* TASK GOAL: Every record must be retyped exactly as it reads.
(INFORMATION SHOWN)
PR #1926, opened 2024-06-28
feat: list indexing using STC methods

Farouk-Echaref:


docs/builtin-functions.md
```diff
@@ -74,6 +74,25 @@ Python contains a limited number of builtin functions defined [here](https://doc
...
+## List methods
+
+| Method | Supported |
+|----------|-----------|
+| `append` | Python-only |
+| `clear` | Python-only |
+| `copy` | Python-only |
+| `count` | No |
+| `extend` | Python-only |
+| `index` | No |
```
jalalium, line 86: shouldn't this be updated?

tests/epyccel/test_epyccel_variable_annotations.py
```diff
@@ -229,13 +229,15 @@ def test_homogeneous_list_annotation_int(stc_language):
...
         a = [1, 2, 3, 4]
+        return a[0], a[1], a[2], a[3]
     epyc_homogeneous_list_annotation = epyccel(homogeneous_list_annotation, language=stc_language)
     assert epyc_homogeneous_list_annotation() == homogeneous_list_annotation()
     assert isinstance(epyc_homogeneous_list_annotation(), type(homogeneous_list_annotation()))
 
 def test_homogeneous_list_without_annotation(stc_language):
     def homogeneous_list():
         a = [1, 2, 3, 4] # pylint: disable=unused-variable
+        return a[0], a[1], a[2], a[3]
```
(End INFORMATION SHOWN)
* TASK OUTPUT:
PR #1926, opened 2024-06-28
feat: list indexing using STC methods

Farouk-Echaref:


docs/builtin-functions.md
```diff
@@ -74,6 +74,25 @@ Python contains a limited number of builtin functions defined [here](https://doc
...
+## List methods
+
+| Method | Supported |
+|----------|-----------|
+| `append` | Python-only |
+| `clear` | Python-only |
+| `copy` | Python-only |
+| `count` | No |
+| `extend` | Python-only |
+| `index` | No |
```
jalalium, line 86: shouldn't this be updated?

tests/epyccel/test_epyccel_variable_annotations.py
```diff
@@ -229,13 +229,15 @@ def test_homogeneous_list_annotation_int(stc_language):
...
         a = [1, 2, 3, 4]
+        return a[0], a[1], a[2], a[3]
     epyc_homogeneous_list_annotation = epyccel(homogeneous_list_annotation, language=stc_language)
     assert epyc_homogeneous_list_annotation() == homogeneous_list_annotation()
     assert isinstance(epyc_homogeneous_list_annotation(), type(homogeneous_list_annotation()))
 
 def test_homogeneous_list_without_annotation(stc_language):
     def homogeneous_list():
         a = [1, 2, 3, 4] # pylint: disable=unused-variable
+        return a[0], a[1], a[2], a[3]
```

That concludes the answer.